Ples help me find slant assemtotesthis one is different because it isn't a rational functionfind the slant assemtotes of [tex](y+1)^2=4xy[/tex]the equation can be rewritten using the quadratic formula as [tex]y=2x-1 \pm \sqrt{x^2-x}[/tex]ples find slant assemtotes and show all workthx

A polynomial asymptote is a function [tex]p(x)[/tex] such that

[tex]\displaystyle\lim_{x\to\pm\infty}(f(x)-p(x))=0[/tex]

[tex](y+1)^2=4xy\implies y(x)=2x-1\pm2\sqrt{x^2-x}[/tex]

Since this equation defines a hyperbola, we expect the asymptotes to be lines of the form [tex]p(x)=ax+b[/tex].

Ignore the negative root (we don't need it). If [tex]y=2x-1+2\sqrt{x^2-x}[/tex], then we want to find constants [tex]a,b[/tex] such that

[tex]\displaystyle\lim_{x\to\infty}(2x-1+2\sqrt{x^2-x}-ax-b)=0[/tex]

We have

[tex]\sqrt{x^2-x}=\sqrt{x^2}\sqrt{1-\dfrac1x}[/tex]
[tex]\sqrt{x^2-x}=|x|\sqrt{1-\dfrac1x}[/tex]
[tex]\sqrt{x^2-x}=x\sqrt{1-\dfrac1x}[/tex]

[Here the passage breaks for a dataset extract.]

Issue #7169, opened 2024-06-03
Persistent Cache will not recompile when `XLA_IR_DEBUG` and `XLA_HLO_DEBUG` changed


JackCaoG:
## 🐛 Bug

When the persistent cache is enabled and `XLA_IR_DEBUG` and `XLA_HLO_DEBUG` env var changed, PyTorch/XLA will not recompile a graph with the HLO metadata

since [tex]x\to\infty[/tex] forces us to have [tex]x>0[/tex]. And as [tex]x\to\infty[/tex], the [tex]\dfrac1x[/tex] term is "negligible", so really [tex]\sqrt{x^2-x}\approx x[/tex]. We can then treat the limand like

[tex]2x-1+2x-ax-b=(4-a)x-(b+1)[/tex]

which tells us that we would choose [tex]a=4[/tex]. You might be tempted to think [tex]b=-1[/tex], but that won't be right, and that has to do with how we wrote off the "negligible" term. To find the actual value of [tex]b[/tex], we have to solve for it in the following limit.

[tex]\displaystyle\lim_{x\to\infty}(2x-1+2\sqrt{x^2-x}-4x-b)=0[/tex]

[tex]\displaystyle\lim_{x\to\infty}(\sqrt{x^2-x}-x)=\frac{b+1}2[/tex]

We write

[tex](\sqrt{x^2-x}-x)\cdot\dfrac{\sqrt{x^2-x}+x}{\sqrt{x^2-x}+x}=\dfrac{(x^2-x)-x^2}{\sqrt{x^2-x}+x}=-\dfrac x{x\sqrt{1-\frac1x}+x}=-\dfrac1{\sqrt{1-\frac1x}+1}[/tex]

Now as [tex]x\to\infty[/tex], we see this expression approaching [tex]-\dfrac12[/tex], so that

[tex]-\dfrac12=\dfrac{b+1}2\implies b=-2[/tex]

So one asymptote of the hyperbola is the line [tex]y=4x-2[/tex].

The other asymptote is obtained similarly by examining the limit as [tex]x\to-\infty[/tex].

[tex]\displaystyle\lim_{x\to-\infty}(2x-1+2\sqrt{x^2-x}-ax-b)=0[/tex]

[tex]\displaystyle\lim_{x\to-\infty}(2x-2x\sqrt{1-\frac1x}-ax-(b+1))=0[/tex]

Reduce the "negligible" term to get

[tex]\displaystyle\lim_{x\to-\infty}(-ax-(b+1))=0[/tex]

Now we take [tex]a=0[/tex], and again we're careful to not pick [tex]b=-1[/tex].

[tex]\displaystyle\lim_{x\to-\infty}(2x-1+2\sqrt{x^2-x}-b)=0[/tex]

[tex]\displaystyle\lim_{x\to-\infty}(x+\sqrt{x^2-x})=\frac{b+1}2[/tex]

[tex](x+\sqrt{x^2-x})\cdot\dfrac{x-\sqrt{x^2-x}}{x-\sqrt{x^2-x}}=\dfrac{x^2-(x^2-x)}{x-\sqrt{x^2-x}}=\dfrac x{x-(-x)\sqrt{1-\frac1x}}=\dfrac1{1+\sqrt{1-\frac1x}}[/tex]

This time the limit is [tex]\dfrac12[/tex], so

[tex]\dfrac12=\dfrac{b+1}2\implies b=0[/tex]

which means the other asymptote is the line [tex]y=0[/tex].